**Your assignment**
In the listing below, every line with the word "naming" needs to be copied.

**Source records**
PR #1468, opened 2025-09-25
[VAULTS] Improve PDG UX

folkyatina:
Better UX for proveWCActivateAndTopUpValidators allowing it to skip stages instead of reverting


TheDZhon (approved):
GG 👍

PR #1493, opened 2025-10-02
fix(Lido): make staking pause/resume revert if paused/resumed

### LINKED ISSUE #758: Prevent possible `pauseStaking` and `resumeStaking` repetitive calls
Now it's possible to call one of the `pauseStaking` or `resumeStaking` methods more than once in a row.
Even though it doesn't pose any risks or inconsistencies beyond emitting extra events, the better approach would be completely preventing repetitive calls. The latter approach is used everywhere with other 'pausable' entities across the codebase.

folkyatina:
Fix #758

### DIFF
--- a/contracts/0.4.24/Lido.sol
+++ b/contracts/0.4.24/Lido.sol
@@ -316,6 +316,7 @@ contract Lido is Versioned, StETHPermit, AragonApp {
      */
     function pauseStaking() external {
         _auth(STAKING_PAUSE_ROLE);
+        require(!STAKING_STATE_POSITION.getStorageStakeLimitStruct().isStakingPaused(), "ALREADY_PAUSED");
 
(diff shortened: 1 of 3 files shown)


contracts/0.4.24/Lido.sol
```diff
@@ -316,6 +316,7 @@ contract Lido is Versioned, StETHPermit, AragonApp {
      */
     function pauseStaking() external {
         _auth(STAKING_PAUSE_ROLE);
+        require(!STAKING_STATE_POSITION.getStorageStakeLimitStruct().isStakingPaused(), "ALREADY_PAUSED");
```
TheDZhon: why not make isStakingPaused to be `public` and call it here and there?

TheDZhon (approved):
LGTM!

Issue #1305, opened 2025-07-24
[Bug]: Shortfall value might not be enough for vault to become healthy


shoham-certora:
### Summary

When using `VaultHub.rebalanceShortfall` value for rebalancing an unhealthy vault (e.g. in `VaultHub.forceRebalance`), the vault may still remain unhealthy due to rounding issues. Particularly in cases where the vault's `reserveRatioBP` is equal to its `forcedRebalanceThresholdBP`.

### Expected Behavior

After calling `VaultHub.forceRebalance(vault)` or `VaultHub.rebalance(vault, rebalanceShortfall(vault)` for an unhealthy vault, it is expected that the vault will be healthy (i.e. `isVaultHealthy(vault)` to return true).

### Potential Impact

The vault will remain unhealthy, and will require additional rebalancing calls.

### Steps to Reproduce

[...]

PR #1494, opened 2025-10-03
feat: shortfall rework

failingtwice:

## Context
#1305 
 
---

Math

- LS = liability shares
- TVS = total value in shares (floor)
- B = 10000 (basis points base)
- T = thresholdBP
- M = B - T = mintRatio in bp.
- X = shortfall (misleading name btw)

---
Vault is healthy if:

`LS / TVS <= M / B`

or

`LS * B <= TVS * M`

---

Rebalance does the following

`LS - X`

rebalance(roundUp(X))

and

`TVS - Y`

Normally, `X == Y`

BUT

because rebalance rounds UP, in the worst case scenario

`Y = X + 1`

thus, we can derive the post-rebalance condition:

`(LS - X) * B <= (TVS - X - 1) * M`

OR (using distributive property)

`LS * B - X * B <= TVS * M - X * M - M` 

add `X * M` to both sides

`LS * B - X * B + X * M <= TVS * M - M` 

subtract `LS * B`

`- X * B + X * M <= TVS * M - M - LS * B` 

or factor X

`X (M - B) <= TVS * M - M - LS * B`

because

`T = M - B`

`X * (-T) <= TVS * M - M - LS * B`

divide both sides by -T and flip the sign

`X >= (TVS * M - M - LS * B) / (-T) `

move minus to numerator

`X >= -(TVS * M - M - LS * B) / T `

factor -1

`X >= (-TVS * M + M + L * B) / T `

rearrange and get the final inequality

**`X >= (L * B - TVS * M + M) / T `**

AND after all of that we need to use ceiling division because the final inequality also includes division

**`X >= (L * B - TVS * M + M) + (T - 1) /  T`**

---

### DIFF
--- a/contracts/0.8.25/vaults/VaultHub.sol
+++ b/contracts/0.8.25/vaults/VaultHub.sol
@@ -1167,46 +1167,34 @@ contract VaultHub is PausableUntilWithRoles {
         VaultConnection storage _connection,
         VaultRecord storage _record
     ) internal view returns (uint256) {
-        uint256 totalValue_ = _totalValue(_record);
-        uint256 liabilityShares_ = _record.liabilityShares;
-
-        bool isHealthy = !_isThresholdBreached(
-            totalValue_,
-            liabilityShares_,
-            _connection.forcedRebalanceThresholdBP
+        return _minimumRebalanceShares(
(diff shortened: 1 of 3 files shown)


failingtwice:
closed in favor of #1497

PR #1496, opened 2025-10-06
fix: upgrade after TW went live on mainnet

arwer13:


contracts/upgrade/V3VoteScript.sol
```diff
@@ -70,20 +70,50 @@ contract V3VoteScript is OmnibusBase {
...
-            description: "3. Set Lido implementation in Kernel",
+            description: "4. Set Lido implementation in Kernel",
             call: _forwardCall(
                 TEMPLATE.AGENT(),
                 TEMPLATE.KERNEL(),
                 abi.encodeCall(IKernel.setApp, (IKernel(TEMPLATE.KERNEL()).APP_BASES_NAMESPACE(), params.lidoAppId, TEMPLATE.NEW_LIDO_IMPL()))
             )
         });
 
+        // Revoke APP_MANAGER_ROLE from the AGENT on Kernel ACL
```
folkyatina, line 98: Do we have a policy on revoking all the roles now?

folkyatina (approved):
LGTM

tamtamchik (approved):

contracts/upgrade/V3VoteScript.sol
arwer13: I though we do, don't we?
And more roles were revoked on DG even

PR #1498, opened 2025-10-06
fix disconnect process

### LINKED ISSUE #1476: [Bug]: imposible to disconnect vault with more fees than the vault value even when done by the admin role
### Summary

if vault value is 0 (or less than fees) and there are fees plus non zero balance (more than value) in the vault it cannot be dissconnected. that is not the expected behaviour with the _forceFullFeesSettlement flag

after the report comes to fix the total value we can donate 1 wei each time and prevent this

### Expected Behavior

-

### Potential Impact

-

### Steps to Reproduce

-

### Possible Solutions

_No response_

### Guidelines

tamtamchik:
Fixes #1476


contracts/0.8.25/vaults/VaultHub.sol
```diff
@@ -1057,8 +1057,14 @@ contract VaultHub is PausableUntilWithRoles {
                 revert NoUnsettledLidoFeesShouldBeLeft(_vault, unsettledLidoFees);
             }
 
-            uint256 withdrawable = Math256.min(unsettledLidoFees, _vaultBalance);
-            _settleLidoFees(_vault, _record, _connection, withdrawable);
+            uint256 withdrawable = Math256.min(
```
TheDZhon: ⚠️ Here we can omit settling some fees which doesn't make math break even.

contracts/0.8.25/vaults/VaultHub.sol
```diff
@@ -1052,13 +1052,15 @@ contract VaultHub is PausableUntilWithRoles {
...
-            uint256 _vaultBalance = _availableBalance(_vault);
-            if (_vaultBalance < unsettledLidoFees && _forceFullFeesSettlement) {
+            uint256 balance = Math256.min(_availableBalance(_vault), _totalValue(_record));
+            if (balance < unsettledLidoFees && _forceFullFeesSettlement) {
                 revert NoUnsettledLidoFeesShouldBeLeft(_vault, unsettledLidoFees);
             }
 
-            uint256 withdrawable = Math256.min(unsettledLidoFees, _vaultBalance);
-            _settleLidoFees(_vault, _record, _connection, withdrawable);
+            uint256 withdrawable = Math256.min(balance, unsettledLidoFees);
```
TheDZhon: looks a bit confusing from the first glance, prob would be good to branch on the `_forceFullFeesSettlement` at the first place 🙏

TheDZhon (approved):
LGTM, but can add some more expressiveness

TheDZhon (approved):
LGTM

---

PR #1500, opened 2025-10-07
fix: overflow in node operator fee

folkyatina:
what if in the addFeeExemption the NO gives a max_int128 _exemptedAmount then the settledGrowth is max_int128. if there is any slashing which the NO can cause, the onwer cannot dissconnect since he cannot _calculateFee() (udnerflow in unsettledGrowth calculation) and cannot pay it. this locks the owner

--

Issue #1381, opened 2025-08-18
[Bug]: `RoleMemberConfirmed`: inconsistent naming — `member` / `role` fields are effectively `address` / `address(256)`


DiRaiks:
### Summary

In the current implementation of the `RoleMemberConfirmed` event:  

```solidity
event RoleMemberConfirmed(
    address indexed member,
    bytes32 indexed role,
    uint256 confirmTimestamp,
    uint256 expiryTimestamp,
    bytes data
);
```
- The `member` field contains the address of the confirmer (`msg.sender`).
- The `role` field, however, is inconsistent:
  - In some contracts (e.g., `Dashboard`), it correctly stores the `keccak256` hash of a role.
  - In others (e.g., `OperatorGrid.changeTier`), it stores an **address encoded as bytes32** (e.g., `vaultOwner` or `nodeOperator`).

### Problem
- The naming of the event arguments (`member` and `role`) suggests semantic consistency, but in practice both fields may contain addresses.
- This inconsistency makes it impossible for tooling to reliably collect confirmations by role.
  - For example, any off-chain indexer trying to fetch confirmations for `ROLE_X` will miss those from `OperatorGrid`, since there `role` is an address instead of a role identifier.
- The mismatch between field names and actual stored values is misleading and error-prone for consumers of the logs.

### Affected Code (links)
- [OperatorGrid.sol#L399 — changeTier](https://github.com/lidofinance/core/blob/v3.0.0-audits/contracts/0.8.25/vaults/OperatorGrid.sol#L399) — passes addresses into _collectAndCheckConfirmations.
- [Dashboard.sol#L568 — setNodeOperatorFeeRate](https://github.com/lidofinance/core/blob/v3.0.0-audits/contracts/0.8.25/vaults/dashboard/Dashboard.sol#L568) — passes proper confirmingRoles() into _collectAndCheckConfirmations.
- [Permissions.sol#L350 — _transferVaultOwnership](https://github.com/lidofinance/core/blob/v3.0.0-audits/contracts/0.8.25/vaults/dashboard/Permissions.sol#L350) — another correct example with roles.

**Output of the task**
[Bug]: `RoleMemberConfirmed`: inconsistent naming — `member` / `role` fields are effectively `address` / `address(256)`
- The naming of the event arguments (`member` and `role`) suggests semantic consistency, but in practice both fields may contain addresses.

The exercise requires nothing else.